Many INTPs I know have some serious, _"I need to do unique, feel unique, think unique... I MUST BE UNIQUE!"_ complex.:laughing:

In knawledge: INTP area over depth; INTJ depth over area.
Emotions: INTP soft exterior - hard interior; INTJ hard exterior - soft interior.
In walking: INTP walks slower and they are often daydreaming; INTJ walks faster, with chin up, looking really determined to get some shit done. They daydream too... only when they choose to.
In solving: INTJ is more likely to think first how to approach a problem (may even plan (e.g. flowcharting) how to think/solve), then solve. INTP is more likely to dive in then solve and learn/adapt as they go.
In spontaneity: INTJ - _"Spontaneity is an option"_; INTP - _"Spontaneity is spontaneous"_
INTJs are far more likely to be judgemental.
INTJs are better fakers.
INTJs are more likely to be insensitive.
INTPs will study out of curiosity and fun; INTJs will study out of curiosity and necessity.
INTPs will blow their nose on public; INTJs will avoid if possible.
Both can be messy/disorganized, but INTJs tend to be messily organized.


----------



## Santa Gloss (Feb 23, 2015)

RSpinoza said:


> INTPs will blow their nose on public; INTJs will avoid if possible.
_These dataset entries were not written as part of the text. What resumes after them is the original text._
Issue #537, opened 2026-08-30
M5-02 — Define the generic simulated-path evaluation interface


joaquinbejar:
Milestone: 0.22 Milestone 5 — Extract simulation and backtesting. Draft: `.issues/milestone-5-extract-simulation-backtesting/02-define-the-generic-simulated-path-evaluation-interface.md` (local planning material, not in the repository).

## Problem

The current simulation entry point returns backtesting-owned results and
describes strategy evaluation directly. That signature recreates a lower-to-
upper dependency even if the source files are moved.

## Evidence

- `src/simulation/traits.rs:1260-1293` defines `Simulate::simulate` in terms of
  `Simulator`, `ExitPolicy`, and backtesting-owned `SimulationStatsResult`.
- `src/simulation/traits.rs:7` imports that result from backtesting.
- `src/simulation/randomwalk.rs:304` and
  `src/simulation/simulator.rs:401` expose strategy-shaped profit evaluation.

## Required work

- Define the smallest generic path-evaluator contract needed by the engine,
  using associated types or generics without boxed dynamic dispatch on hot
  loops unless benchmark evidence approves it.
- Move per-run and aggregate generic result types into simulation.
- Implement strategy and backtest adapters in their upper-layer crates.
- Preserve exit-policy behavior and error context without importing concrete
  strategy or report types.
- After simulation exists, move the isolated chain/series generators behind
  `optionstratlib-market`'s optional `synthetic` dependency on simulation.

## Acceptance criteria

- [ ] Simulation evaluates a test callback/struct without strategies or
      backtesting in its manifest.
- [ ] Strategy and backtesting adapters reproduce existing results through the
      generic interface.
- [ ] The hot path adds no unapproved heap allocation or dynamic dispatch.
- [ ] Minimal market still excludes simulation; enabling `synthetic` adds the
      dependency and generator APIs explicitly.
- [ ] No dependency cycle is introduced between market and simulation.

## Verification commands

```sh
cargo test -p optionstratlib-simulation generic_evaluator
cargo tree -p optionstratlib-simulation -e normal
cargo check -p optionstratlib-market --no-default-features
cargo check -p optionstratlib-market --no-default-features --features synthetic
cargo tree -p optionstratlib-market -e features --no-default-features --features synthetic
```

## Dependencies

- M1-07 defines the logical callback and result boundary.
- M1-15 isolates current synthetic generators.
- M3-04 and M3-05 provide a minimal market package and feature policy.
[...]

Issue #525, opened 2026-08-30
M3-05 — Gate market-data I/O and async dependencies


joaquinbejar:
Milestone: 0.22 Milestone 3 — Extract pricing and market data. Draft: `.issues/milestone-3-extract-pricing-market/05-gate-market-data-i-o-and-async-dependencies.md` (local planning material, not in the repository).

## Problem

CSV, JSON, ZIP, filesystem, and async operations are mandatory dependencies of
the monolith even for consumers that only construct in-memory option chains.
The market crate needs additive features with a measurable minimal graph.

## Evidence

- `Cargo.toml:35-40,52-59,71-74` declares async, JSON, CSV, and ZIP
  dependencies; only the async runtime dependencies are currently optional.
- `src/chains/chain.rs:53,1328,1361,1413,1486,1517,1548` combines sync and
  async CSV/JSON persistence with the core chain type.
- `src/utils/csv.rs:15,171` combines ZIP handling with Tokio
  `spawn_blocking`.

## Required work

- Implement the exact market I/O placement and feature names approved by
  M0-06.
- Separate in-memory data/serde representation from filesystem CSV/JSON/ZIP
  operations and async wrappers.
- Make optional dependencies use `dep:` feature wiring and propagate only the
  minimum required lower-layer features.
- Add minimal, each-feature, and all-feature dependency snapshots and compile
  tests.
- Reserve simulation-backed generation for the M5 `synthetic` activation; do
  not add a temporary market-to-facade or market-to-monolith dependency.

## Acceptance criteria

- [ ] `--no-default-features` supports in-memory market types without Tokio,
      Reqwest, Futures, CSV, or ZIP in the resolved graph.
- [ ] Each I/O feature compiles independently and exposes only its documented
      operations.
- [ ] Async APIs are unavailable without the async feature and available with
      it.
- [ ] Feature combinations preserve serialization formats and round-trip
      fixtures.
- [ ] The dormant synthetic capability has an explicit M5 owner and no hidden
      mandatory simulation dependency.

## Verification commands

```sh
cargo check -p optionstratlib-market --no-default-features
cargo check -p optionstratlib-market --no-default-features --features io
cargo check -p optionstratlib-market --no-default-features --features async
cargo test -p optionstratlib-market --all-features
cargo tree -p optionstratlib-market -e features --no-default-features
```

## Dependencies

- M0-06 approves market I/O and synthetic placement.
- M3-04 creates the market package.

## Follow-up ownership

[...]

Issue #512, opened 2026-08-30
M1-15: Isolate simulation-backed market generators


joaquinbejar:
## 0.22.0 implementation policy

- Develop the new 0.22.0 architecture and API. Compatibility with 0.21.3 or earlier releases is not an acceptance requirement. Necessary API removals, renames, signature and serialization changes do not require individual historical-compatibility approvals; explain their purpose and update consumers and documentation.
- Keep one defining owner for each type and capability. Remove wrappers, aliases and adapters maintained only for old paths. Retain explicit facade/prelude exports where they improve the new API without duplicating types or introducing reverse dependencies.
- Preserve useful capabilities and numerical correctness. A source-breaking change does not justify silently dropping behavior. Explain any capability change and provide an executable replacement workflow where applicable.
- Review API changes against the exact effective base of each PR across the six relevant feature surfaces: none, default, plotly, static_export, async and all. Do not use old-release compatibility gates, AB registers or per-break approvals. Tool/build/parser failures remain failures, even when API differences are informational.
- Use 0.22.0 for the new workspace packages. No tag, release or crate publication during implementation. Publication issues execute only in the final release phase, after implementation and release preparation are complete and the owner initiates release. Preserve existing history, tags and releases.

## Mandatory engineering acceptance

- [ ] Monetary values use `Decimal`/validated domain newtypes. Use checked Decimal and arithmetic counter operations; never saturating/wrapping financial arithmetic. Document rounding. Restrict `f64` to bounded numeric internals with finite-value validation and controlled boundary conversion.
- [ ] Public boundaries use domain types and validated constructors. Errors are concrete `thiserror` types owned by the failing layer; no `anyhow`, production `unwrap`/`expect`, unchecked indexing, or submitted placeholder implementations.
- [ ] Use structured `tracing`; no print/debug logging or library-installed global subscriber. Gate async/I/O explicitly, keep defaults synchronous, and never block async execution without `spawn_blocking`. No unsafe concurrency or secret logging.
- [ ] Apply `#[must_use]` to pure functions and builders, `#[inline]` to small hot helpers and `#[cold]` to error paths; follow derive order `Debug, Clone, Copy, PartialEq, Eq, PartialOrd, Ord, Hash, Default` where meaningful. Use one concern per file, named constants, minimal intentional preludes, validated private fields and appropriate serde contracts.
[...]

PR #578, opened 2026-09-19
Gate the simulation-backed market generators behind synthetic (#512)

joaquinbejar:
## Summary

Milestone 1 of the multi-crate roadmap (M1-15). The chain and series generators build option chains on top of random walks; they are the only production edge from the market layer into `simulation`, and the approved DAG allows it only as an optional capability (`Market -> Simulation` behind `synthetic`, ADR-0003). This PR draws that boundary inside the monolith with a feature that is on by default, so nothing changes for a 0.21 user.

## Changes

- New feature `synthetic = []`, in `default`. It gates `chains::generators` and `series::generators`, the re-exports `chains::generator_optionchain`, `series::generator_optionseries`, the prelude entries and the deprecated `chains::generator_positive` alias.
- `default-features = false` now gives a market surface that never touches the simulation engine; `make test` builds it (`cargo build --no-default-features`) so the gate cannot rot.
- Doc links from `simulation::walk_driver` to the generators are plain text now (rustdoc stays clean without the feature; also removes an upward doc reference).
- `src/lib.rs` feature documentation lists `synthetic`; README regenerated.

## Technical decisions

`ChainError::Simulation(Box<SimulationError>)` and `From<SimulationError> for ChainError` stay as they are: ADR-0002 rule 4 forbids feature-gated enum variants, and the payload change (`SyntheticError`) is in the breaking batch behind the 0.22.0 bump (ADR-0003 section 4). The cargo-tree assertions that distinguish the minimal and synthetic market surfaces need real crates; they are owned by M3-05 (#525) and M5-02 (#537) with the fixtures `osl-fixture-market-minimal` / `osl-fixture-market-synthetic` from ADR-0002 section 5. That acceptance criterion of #512 therefore stays open until extraction; the other four are met here.

## Public API impact

- New Cargo feature `synthetic` (default-on). No item added, removed or moved.
- `cargo semver-checks --all-features`: no semver update required.
- `CHANGELOG.md` entry under `[Unreleased]` / `### Added`.

## Testing

- [x] Generator tests unchanged and green (they sit inside the gated modules and run with default features)
- [x] `cargo build --no-default-features` clean

## Checklist

- [x] All `pub` items have `///` documentation
- [x] Module boundaries: the market-to-simulation edge is now optional; no new edge
- [x] No new dependencies

Part of #512 (the cargo-tree fixture criterion is owned by #525 and #537 after extraction).


src/chains/mod.rs
```diff
@@ -229,14 +229,21 @@ mod rnd;
...
 mod generators;
 
+#[cfg(feature = "synthetic")]
 #[deprecated(
     since = "0.17.4",
     note = "moved to `optionstratlib::simulation::generator_positive`; it never depended on option chains"
 )]
 pub use crate::simulation::generator_positive;
 pub use chain::OptionChain;
+#[cfg(feature = "synthetic")]
```
joaquinbejar, line 246: 🟠 **Warning**: Gating this export leaves the benchmark target uncompilable without default features. `cargo check --offline -p optionstratlib --no-default-features --bench benches` passes on the base but fails here with E0432 at `benches/chains/generators.rs:4`, which still imports `generator_optionchain` unconditionally. The generator module and its registration in `benches/mod.rs` also remain unconditional. Gate the synthetic benchmark and its registration together, and include that target in the feature-disabled check. The new `cargo build --no-default-features` check does not compile benches and therefore misses this regression.

joaquinbejar (commented):
Reviewed `c4e11970b1bf2524756e0b04f8734fa86995df9a` against `80efdc02656b8df198a654b71a628ca292023ae5`. One build regression should be fixed before merge, reported inline. The benchmark check with default features disabled passes on the base and fails on this head with an unresolved gated generator import. Both checks used isolated build directories and two jobs. Generator bodies are unchanged and the export gates are otherwise consistent. I did not run the full suite or wait for CI. This COMMENT is not a formal approval or merge authorization.

Makefile
```diff
@@ -21,6 +21,7 @@ release:
 .PHONY: test
 test:
 	LOGLEVEL=WARN cargo test
+	cargo build --no-default-features
```
joaquinbejar, line 24: 🟠 **Warning**: No workflow invokes `make test`. build.yml runs `make build`, lint.yml runs `make lint` with `--all-features`, and code_coverage.yml runs tarpaulin with `--all-features`, so nothing in CI ever compiles the crate without `synthetic` and this line only fires on a local `make pre-push`. The PR body says the gate cannot rot, but it can. Add a `cargo build --no-default-features` step to build.yml (devops owns that file) so the minimal surface is checked on every PR. Note that with no `default-members` a root `cargo build` selects only the `optionstratlib` package, so the example crates do not re-enable the feature through unification, which is what makes this step meaningful.

src/lib.rs
```diff
@@ -821,6 +821,9 @@
 //! - `plotly`: Enables interactive visualization using plotly.rs
 //! - `static_export`: PNG / SVG export via `plotly_static` (pulls in async runtime)
 //! - `async`: Enables asynchronous I/O operations for OptionChain and OHLCV data (tokio + reqwest + futures)
+//! - `synthetic` (default): simulation-backed `OptionChain` and `OptionSeries` generators
```
joaquinbejar, line 824: 💡 **Suggestion**: CLAUDE.md under Key Decisions still lists the feature flags as `plotly`, `static_export`, `async`. ADR-0001 gives that rewrite to M1-10, so not blocking, but adding `synthetic` there now keeps the two lists from drifting.

src/simulation/walk_driver.rs
```diff
@@ -6,8 +6,8 @@
 //! Generic walk driver shared by every step generator.
 //!
 //! The three public generators (`generator_positive` here,
-//! [`crate::chains::generator_optionchain`] and
-//! [`crate::series::generator_optionseries`]) used to duplicate the same
+//! `chains::generator_optionchain` (behind the `synthetic` feature) and
+//! `series::generator_optionseries`) used to duplicate the same
```
joaquinbejar: 🔵 **Nitpick**: The parenthetical only says `chains::generator_optionchain` is behind `synthetic`, but `series::generator_optionseries` is gated the same way. Same wording at lines 190 and 464.

joaquinbejar (commented):
The gating itself is right. synthetic is additive and default-on, the cfg sits on the two private modules, the four re-exports and the prelude pair, no enum variant is gated, the deprecated generator_positive alias is the only remaining chains to simulation reference and it is gated too, the snapshot is unchanged, and the README comes from the lib.rs docs so the template did not need touching. The one thing I would fix before calling the gate enforced is that CI never runs make test, see the Makefile comment. COMMENT.

src/chains/mod.rs
joaquinbejar: Right, the bench target was left behind. In 81f230a4949a92b9e49e0a70f91380857f8484e5 benches/chains/generators.rs gates the import and the real benchmark on synthetic and registers a no-op without it, so the criterion_group list stays unconditional and the target compiles both ways.

Makefile
joaquinbejar: Agreed, make test alone was not a gate. 81f230a4949a92b9e49e0a70f91380857f8484e5 adds a cargo build --no-default-features step to build.yml right after make build, so every PR compiles the minimal surface on both Ubuntu images.

src/lib.rs
joaquinbejar: CLAUDE.md is not tracked in this repository, it exists only in the local checkout, so I updated the local copy's feature list directly; the tracked AGENTS.md rewrite belongs to M1-10.

src/simulation/walk_driver.rs
joaquinbejar: Reworded in 81f230a4949a92b9e49e0a70f91380857f8484e5 at all three sites so both generators are named as gated.

src/chains/mod.rs
joaquinbejar: Verified on `81f230a4949a92b9e49e0a70f91380857f8484e5`. The same benchmark check now passes both with default features and with `--no-default-features`, so the E0432 regression is fixed. The new build workflow step also checks the feature-disabled library build. I have left the conversation unresolved for the author.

I don't know what to say :laughing: :dry:


----------



## PiT (May 6, 2017)

RSpinoza said:


> Both can be messy/disorganized, but INTJs tend to be messily organized.


Reminds me of when I was observing to a coworker that my desk was messy and she said it was an organized mess. :laughing:


----------



## knifey (Jun 25, 2017)

Gojira said:


> You can tell from their eyes. INTPs have a bit of a dreamy look. They tend to look around at their surroundings when talking. INTJs are a bit more serious/somber. If they've taken an interest in you, they'll stare you down.


ahahaha... this is so true... INTJ's look like school teachers ready to give a lecture. INTP's look like they would rather be sleeping.



PiT said:


> Reminds me of when I was observing to a coworker that my desk was messy and she said it was an organized mess. :laughing:


lol... INTP try to stay minimalist in order to keep some kind of order. They know as soon as it gets messy they will have NFI where anything is.



Santa Gloss said:


> I don't know what to say :laughing: :dry:


you know you have a sensitive and self conscious INTP, not if they blow their nose in public but if they use a tissue.


----------



## Iconoclastor (Jun 7, 2017)

PiT said:


> Reminds me of when I was observing to a coworker that my desk was messy and she said it was an organized mess. :laughing:


That's totally my desk! If I try to put stuff away and be more orderly, I forget where it is. So the organized mess remains....


----------



## knifey (Jun 25, 2017)

I think I have worn matching socks about 5 times in the last decade or two. Pretty sure that would annoy an INTJ.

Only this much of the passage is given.